The high-level interface consists of operations on data models, and between them. For example, the only operations needed by [the binary that drives datatype transpilation](https://github.com/enso-org/enso/blob/wip/kw/parser/ast-transpiler/lib/rust/parser/generate-java/src/main.rs) are: `rust::to_meta`, `java::from_meta`, `java::transform::optional_to_null`, `java::to_syntax`.
The low-level interface consists of direct usage of the datatypes; this is used by [the module that implements some serialization overrides](https://github.com/enso-org/enso/blob/wip/kw/parser/ast-transpiler/lib/rust/parser/generate-java/src/serialization.rs) (so that the Java interface to `Code` references can produce `String`s on demand based on serialized offset/length pairs). The serialization override mechanism is based on customizing, not replacing, the generated deserialization methods, so as to be as robust as possible to changes in the Rust source or in the transpilation process.
### Important Notes
- Rust/Java serialization is exhaustively tested for structural compatibility.
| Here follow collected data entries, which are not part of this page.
PR #284, opened 2024-10-28
SRE-208 - Creating playwright workflow templates

jsclifford:
* Creating playwright workflow templates

### DIFF
--- a/workflow-templates/im-test-playwright-manual.yml
+++ b/workflow-templates/im-test-playwright-manual.yml
@@ -42,7 +42,7 @@ on:
       browser-project:
         description: Browser - what browser project to use. # Browser projects defined in the playwright.config.ts file.
         type: choice
-        options:
+        options: # TODO: Update this list to match the browser projects in the playwright.config.ts file.
           - chromium
           - firefox
           - webkit
@@ -90,7 +90,7 @@ jobs:
       - name: Calculate Ref to Checkout
         id: calculate-ref
         run: |
-          GITHUB_REF="${{ github.event_name == 'pull_request' && github.head_ref || env.DISPATCH_REF }}"
+          GITHUB_REF="${{ env.DISPATCH_REF }}"
           echo "GITHUB_REF=$GITHUB_REF" >> $GITHUB_ENV
           echo "GITHUB_REF=$GITHUB_REF" >> $GITHUB_OUTPUT
 
@@ -104,8 +104,7 @@ jobs:
           | Workflow Branch/Tag     | `${{ github.ref_name }}` - SHA: `${{ github.sha }}`                                       |
           | Browser                 | `${{ inputs.browser-project }}`                                                           |
           | Playwright Config File  | `${{ inputs.config-file }}`                                                               |
-          | Test Filter             | `${{ inputs.test-filter != 0 && inputs.test-filter || 'NA' }}`                            |
-          | Send Teams Notification | `${{ inputs.send-teams-notification == 0 && 'false' || inputs.send-teams-notification }}` |' >> $GITHUB_STEP_SUMMARY
+          | Test Filter             | `${{ inputs.test-filter != 0 && inputs.test-filter || 'NA' }}`                            |' >> $GITHUB_STEP_SUMMARY
 
       - name: Checkout Repository
         uses: actions/checkout@v4
@@ -113,7 +112,7 @@ jobs:
           ref: ${{ env.GITHUB_REF }}
 
       - name: Set Cache Keys
-        # As long as these files don't change the cache will remain intact and the time
+        # As long as these files don't change the cache will remain in tact and the time
         # to restore the different packages in the various jobs will be reduced.  If one
         # of the files does change though, a new cache will be uploaded the next time
         # it runs, then subsequent runs should be faster.
@@ -128,6 +127,10 @@ jobs:
           path: |
             ${{ env.NPM_CACHE_PATH }}
 
+      # The remaining steps will only be executed if the cache was not found, otherwise they will be skipped.
+      # This action creates a post-job step that will upload the node_modules dir to the cache if the job
+      # completes successfully.  Subsequent jobs and workflow runs can use this cached version of the node_modules
+      # folder if the package-lock.json hasn't changed and it uses a ubuntu-20.04 runner to restore the cache from.
       - name: Setup Node.js
         uses: actions/setup-node@v4
         if: steps.has-cache.outputs.cache-hit != 'true'
@@ -139,7 +142,8 @@ jobs:
         uses: im-open/authenticate-with-gh-package-registries@v1
         with:
           read-pkg-token: ${{ secrets.READ_PKG_TOKEN }} # This is an org-level secret
-          orgs: 'im-client,im-enrollment,im-customer-engagement,im-practices,im-open'
+          orgs: 'im-client,im-enrollment,im-customer-engagement,im-practices,im-open' # TODO: Verify list of orgs packages will be pulled from  
+
 
       - name: NPM Install
         if: steps.has-cache.outputs.cache-hit != 'true'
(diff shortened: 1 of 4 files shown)


workflow-templates/im-test-playwright-manual.yml
```diff
@@ -0,0 +1,224 @@
...
+          - stage
+          # - prod # Uncomment this line if you want to test against prod
+      browser-project:
+        description: Browser - what browser project to use. # Browser projects defined in the playwright.config.ts file.
+        type: choice
+        options:
+          - chromium
+          - firefox
+          - webkit
+          - all
```
JosephDSchwartz, line 49: If the browser projects need to be defined in the playwright.config, does that mean the list of options here could change team by team? If so, we should add a TODO in here along the lines of `TODO: Add or remove any options that are or aren't in the playwright.config.ts for the playwright project`.

workflow-templates/im-test-playwright-manual.yml
```diff
@@ -0,0 +1,224 @@
...
+        default: '' # TODO: Add a default test filter if needed.
+
+permissions:
+  id-token: write
+  contents: read
+  actions: read
+
+env:
+  DISPATCH_REF: ${{ inputs.tag == 0 && github.ref_name || inputs.branch-tag-sha }}
+  PLAYWRIGHT_TEST_DIR: 'tests/playwright' # TODO: Update this to the path of the playwright test root door
```
JosephDSchwartz, line 70:
```suggestion
  PLAYWRIGHT_TEST_DIR: 'tests/playwright' # TODO: Update this to the path of the playwright test root directory
```

workflow-templates/im-test-playwright-manual.yml
```diff
@@ -0,0 +1,224 @@
...
+  PLAYWRIGHT_REPORT_DIR: 'tests/playwright/playwright-report' # TODO: Update this to the path of the playwright report directory
+  PLAYWRIGHT_RESULTS_DIR: 'tests/playwright/test-results' # TODO: Update this to the path of the playwright test results directory
+  TIMEZONE: America/Denver
+  NPM_CACHE_PATH: '**/tests/playwright/node_modules' # TODO: Update this to the path of the node_modules directory in the playwright test root directory
```
JosephDSchwartz, line 74: Is there a reason this start of this path is different from the other path variables above?
```suggestion
  NPM_CACHE_PATH: 'tests/playwright/node_modules' # TODO: Update this to the path of the node_modules directory in the playwright test root directory
```

workflow-templates/im-test-playwright-manual.yml
```diff
@@ -0,0 +1,224 @@
...
+
+    outputs:
+      NPM_CACHE_KEY: ${{ env.NPM_CACHE_KEY }}
+      GITHUB_REF: ${{ steps.calculate-ref.outputs.GITHUB_REF }}
+
+    steps:
+      - name: Calculate Ref to Checkout
+        id: calculate-ref
+        run: |
+          GITHUB_REF="${{ github.event_name == 'pull_request' && github.head_ref || env.DISPATCH_REF }}"
```
JosephDSchwartz, line 93: The only trigger for this template is a workflow dispatch, so the `event_name` should never be `pull_request`. Is this here just in case a team wants to include a pull_request trigger?

workflow-templates/im-test-playwright-manual.yml
```diff
@@ -0,0 +1,224 @@
...
+          | Test Filter             | `${{ inputs.test-filter != 0 && inputs.test-filter || 'NA' }}`                            |
+          | Send Teams Notification | `${{ inputs.send-teams-notification == 0 && 'false' || inputs.send-teams-notification }}` |' >> $GITHUB_STEP_SUMMARY
+
+      - name: Checkout Repository
+        uses: actions/checkout@v4
+        with:
+          ref: ${{ env.GITHUB_REF }}
+
+      - name: Set Cache Keys
+        # As long as these files don't change the cache will remain in tact and the time
```
JosephDSchwartz, line 116:
```suggestion
        # As long as these files don't change the cache will remain intact and the time
```

workflow-templates/im-test-playwright-manual.yml
```diff
@@ -0,0 +1,224 @@
...
+        if: steps.has-cache.outputs.cache-hit != 'true'
+        with:
+          node-version: ${{ env.NODE_VERSION }}
+
+      - name: Authenticate with GitHub Packages
+        if: steps.has-cache.outputs.cache-hit != 'true'
+        uses: im-open/authenticate-with-gh-package-registries@v1
+        with:
+          read-pkg-token: ${{ secrets.READ_PKG_TOKEN }} # This is an org-level secret
+          orgs: 'im-client,im-enrollment,im-customer-engagement,im-practices,im-open'
```
JosephDSchwartz, line 142: I'd probably go even as far as removing two or three of these orgs. I don't know how often teams will need all five of them.
```suggestion
          orgs: 'im-client,im-enrollment,im-customer-engagement,im-practices,im-open'  # TODO: Verify list of orgs packages will be pulled from
```

workflow-templates/im-test-playwright-manual.yml
```diff
@@ -0,0 +1,224 @@
...
+        if: steps.has-cache.outputs.cache-hit != 'true'
+        working-directory: '${{ env.PLAYWRIGHT_TEST_DIR }}'
+        run: |
+          echo "Installing NPM"
+          npm ci
+
+      # The remaining steps will only be executed if the cache was not found, otherwise they will be skipped.
+      # This action creates a post-job step that will upload the node_modules dir to the cache if the job
+      # completes successfully.  Subsequent jobs and workflow runs can use this cached version of the node_modules
+      # folder if the package-lock.json hasn't changed and it uses a ubuntu-20.04 runner to restore the cache from.
```
JosephDSchwartz, line 154: Is this comment block supposed to be over all of the steps with the `if: steps.has-cache.outputs.cache-hit != 'true'` condition?

workflow-templates/im-test-playwright-schedule.yml
JosephDSchwartz, line 1: Is this workflow basically the same as `im-test-playwright-manual` other than the workflow trigger? If so, then you could think about creating a reusable workflow (like the ones we have [here](https://github.com/im-practices/.github/tree/main/.github/workflows)) and calling that in both of these files.

JosephDSchwartz (changes requested):

workflow-templates/im-test-playwright-manual.yml
jsclifford: This ensures that it captures any node_modules.  I have this if the pathing is incorrect.  I have seen problems where the cache isn't saved when I specify the path and the working directory isn't what I expect.  I will be keeping this as it doesn't hurt to have it.  I feel it is a best practice.

workflow-templates/im-test-playwright-manual.yml
jsclifford: Added todo.

workflow-templates/im-test-playwright-manual.yml
jsclifford: I will just add the todo.  im-practices is used for the im.playwright-appinsights-reporter in an upcoming adr.

workflow-templates/im-test-playwright-manual.yml
jsclifford: Moved to above first step that has the if statement.

workflow-templates/im-test-playwright-schedule.yml
jsclifford: I can refactor this later as a reusable workflow.  I can add that to my backlog.  I am up against a timeline and don't have time to fully test the reusable workflow path.

JosephDSchwartz (approved):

A function [`metamodel::meta::serialization::testcases`](https://github.com/enso-org/enso/blob/wip/kw/parser/ast-transpiler/lib/rust/metamodel/src/meta/serialization.rs) uses `reflect`-derived data to generate serialized representations of ASTs to use as test cases. Its should-accept cases cover every type a tree can contain; it also produces a representative set of should-reject cases. A Rust `#[test]` confirms that these cases are accepted/rejected as expected, and generated Java tests (see Binaries below) check the generated Java deserialization code against the same test cases.
- Deserializing `Code` is untested. The mechanism is in place (in Rust, we serialize only the offset/length of the `Cow`; in Java, during deserialization we obtain a context object holding a buffer for all string data; the accessor generated in Java uses the buffer and the offset/length to return `String`s), but it will be easier to test once we have implemented actually parsing something and instantiating the `Cow`s with source code.
- `#[tagged_enum]` [now supports](https://github.com/enso-org/enso/blob/wip/kw/parser/ast-transpiler/lib/rust/shapely/macros/src/tagged_enum.rs#L36-L51) control over what is done with container-level attributes; they can be applied to the container and variants (default), only to the container, or only to variants.
- Generation of `sealed` classes is supported, but currently disabled by `TARGET_VERSION` in `metamodel::java::syntax` so that tests don't require Java 15 to run. (The same logic is run either way; there is a shallow difference in output.)
### Binaries
The `enso-parser-generate-java` crate defines several binaries:
- `enso-parser-generate-java`: Performs the transpilation; after integration, this will be invoked by the build script.
- `java-tests`: Generates the Java code that tests format deserialization; after integration this command will be invoked by the build script, and its Java output compiled and run during testing.
- `graph-rust`/`graph-meta`/`graph-java`: Produce GraphViz representations of data models in different typesystems; these are for developing and understanding model transformations.
Until integration, a **script regenerates the Java and runs the format tests: `./tools/parser_generate_java.sh`**. The generated code can be browsed in `target/generated_java`.